PR #863, opened 2016-02-17
Useless parentheses around expressions should be removed to prevent any misunderstanding

AymanDF:
This pull request is focused on resolving occurrences of Sonar rule squid:UselessParenthesesCheck - “ Useless parentheses around expressions should be removed to prevent any misunderstanding ”. You can find more information about the issue here:
https://dev.eclipse.org/sonar/rules/show/squid:UselessParenthesesCheck
Please let me know if you have any questions.
Ayman Abdelghany.

### DIFF
--- a/lenskit-cli/src/main/java/org/lenskit/cli/util/InputData.java
+++ b/lenskit-cli/src/main/java/org/lenskit/cli/util/InputData.java
@@ -126,7 +126,7 @@ public class InputData {
     @Nullable
     public EventDAO getEventDAO() throws IOException {
         DataSource src = getSource();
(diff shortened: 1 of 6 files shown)


mdekstrand:
@AymanDF Thanks for this!

Most of the changes are in ternary operators, where I tend to prefer to the extra parentheses to make it easier to read the expression. If there's a good counterargument, though, I'm happy to hear it!

But I think that I'd be likely to disable this particular rule in our Sonar instance, as extra parentheses can often aid human understanding. Sometimes they don't — the `assert` changes in this PR are a great example of where this rule is useful — but many times they do.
:::::
DIRECTIONS FOR THIS TASK :: Determine which lines above include the word "misunderstanding", and report those lines in full.

WRITTEN SOLUTION ::
Useless parentheses around expressions should be removed to prevent any misunderstanding
This pull request is focused on resolving occurrences of Sonar rule squid:UselessParenthesesCheck - “ Useless parentheses around expressions should be removed to prevent any misunderstanding ”. You can find more information about the issue here:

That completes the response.